Paidworkのデータ侵害で2330万件のアカウントが流出、銀行口座情報とbcryptパスワードハッシュも被害に

ギグエコノミー向けプラットフォームPaidworkが、2330万件のアカウントに影響する大規模なデータ侵害に見舞われたことが明らかになりました。約11GBのデータセットが関与するこの事件では、データが2026年7月に一般公開されています。

この事件は7月19日にHave I Been Pwned(HIBP)の侵害データベースに登録されました。侵害自体は2026年3月に発生したとみられています。

Paidworkのデータ侵害

この侵害が最初に明るみに出たのは3月のことで、ある脅威アクターがハッキングフォーラム上で、約2200万人のPaidworkユーザーの情報を含むと称するデータベースを売りに出していました。

当時、研究者たちが確認できたのは限定的なSQLダンプのサンプルのみでした。そのため、販売者が主張する被害者数やデータセットの完全性について、独自に検証することはできませんでした。Paidworkはコメントを求められた際、この侵害疑惑について肯定も否定もしていませんでした。

その後、このデータが一般公開されたことで、事件の深刻度は大幅に増しました。HIBPによると、流出したアーカイブには2300万件を超えるユニークなメールアドレスに加え、多岐にわたる個人情報、業務情報、金融情報が含まれていました。

この侵害の詳細情報では、流出したデータのカテゴリーとして、銀行口座番号、金融取引の詳細、ワーカーへの支払い履歴、氏名、メールアドレス、電話番号、住所、生年月日、性別、学歴、個人の興味関心、プロフィール写真、IPアドレス、デバイス情報が挙げられています。

銀行関連の記録や支払い情報が流出したことで、Paidworkユーザー、特に紐付けられた銀行口座や決済プラットフォームを通じて報酬を受け取っているフリーランサーやマイクロタスクワーカーにとって、即座に詐欺被害に遭うリスクが生じています。

攻撃者は、個人情報や連絡先情報、取引記録、雇用情報を悪用して、巧妙なフィッシング詐欺を仕組んだり、サポート担当者になりすましたり、アカウント復旧プロセスを狙ったり、支払い先を不正に誘導する詐欺を試みたりする可能性があります。

Cybernewsは、このような部分的なデータセットであっても、なりすまし犯罪やソーシャルエンジニアリング、金融詐欺、さらには後続攻撃のための偵察活動を助長しかねないと警告しています。

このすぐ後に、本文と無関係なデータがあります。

PR #224, opened 2024-01-04
update end to end tests. add support for deletion policy in crd

bjeevan-ib:
logic to handle deletion policy is still TBD
wanted to update crd first to enable testing

### DIFF
--- a/helm/db-controller-crds/crd/persistance.atlas.infoblox.com_databaseclaims.yaml
+++ b/helm/db-controller-crds/crd/persistance.atlas.infoblox.com_databaseclaims.yaml
@@ -78,6 +78,14 @@ spec:
               dbVersion:
                 description: The version of the database.
                 type: string
+              deletionPolicy:
+                description: Specifies the type of deletion policy to use when the
+                  resource is deleted. It makes a lot of sense to not set it for most
+                  cases - this will default it to Orphan based on defaultDeletionPolicy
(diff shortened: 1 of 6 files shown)


helm/db-controller-crds/crd/persistance.atlas.infoblox.com_databaseclaims.yaml
```diff
@@ -78,6 +78,14 @@ spec:
...
                 description: The version of the database.
                 type: string
+              deletionPolicy:
+                description: Specifies the type of deletion policy to use when the
+                  resource is deleted. It makes a lot of sense to not set it for most
+                  cases - this will default it to Orphan based on defaultDeletionPolicy
+                  in controllerConfig If you are setting it to Delete, you should
+                  be aware that the database will be deleted when the resource is
+                  deleted. Hope you know what you are doing.
+                type: string
```
abalaven, line 88: There's a copy of the CRD present here - https://github.com/infobloxopen/db-controller/blob/main/config/crd/bases/persistance.atlas.infoblox.com_databaseclaims.yaml.

Can we set up a symlink so that we don't need to update any CRD changes in 2 places?

bjeevan-ib: Sure...but don't want to hold up this PR..should be a separate PR

abalaven (approved):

パスワードデータは平文ではなく、bcryptハッシュとして保存されていたと報告されています。bcryptは、大規模なオフライン総当たり攻撃によるパスワード解析のコストを大幅に引き上げるよう設計されたパスワードハッシュ方式です。ただし、これによってリスクが完全になくなるわけではありません。脆弱なパスワードや推測しやすいパスワード、あるいは過去に流出したことのあるパスワードは、オフラインでのパスワード推測攻撃によって依然として解読される恐れがあります。

したがって、メールやオンラインバンキング、SNS、その他のサービスでPaidworkと同じパスワードを使い回している場合、そのパスワードはすでに漏洩したものとみなし、ユーザーは直ちに変更することが推奨されます。

影響を受けたユーザーは、Paidworkのパスワードをリセットするとともに、使い回している認証情報についても、パスワードマネージャーで管理する固有のランダムなパスワードに置き換える必要があります。

また、利用可能な場合は多要素認証を有効にし、銀行口座や支払い履歴に不審な動きがないか監視するとともに、Paidwork利用履歴や収入、口座残高、個人情報に言及する不審なメッセージについては、フィッシング詐欺の可能性があるものとして扱うべきです。HIBPは、流出したパスワードを使用していたすべてのアカウントでパスワードを変更し、二要素認証を有効にすることを推奨しています。

業務委託や広告出稿のためにPaidworkを利用している組織は、影響を受ける可能性のある担当者に通知するとともに、支払い変更時の確認手続きを見直し、ビジネスメール詐欺(BEC)や給与の不正な振込先変更の試みに対する監視を強化する必要があります。

詳細な個人情報と金融関連の文脈情報が組み合わさっていることで、この侵害データは、正規のものに見せかけた詐欺的な連絡を作成しようとする犯罪者にとって、とりわけ価値の高いものとなっています。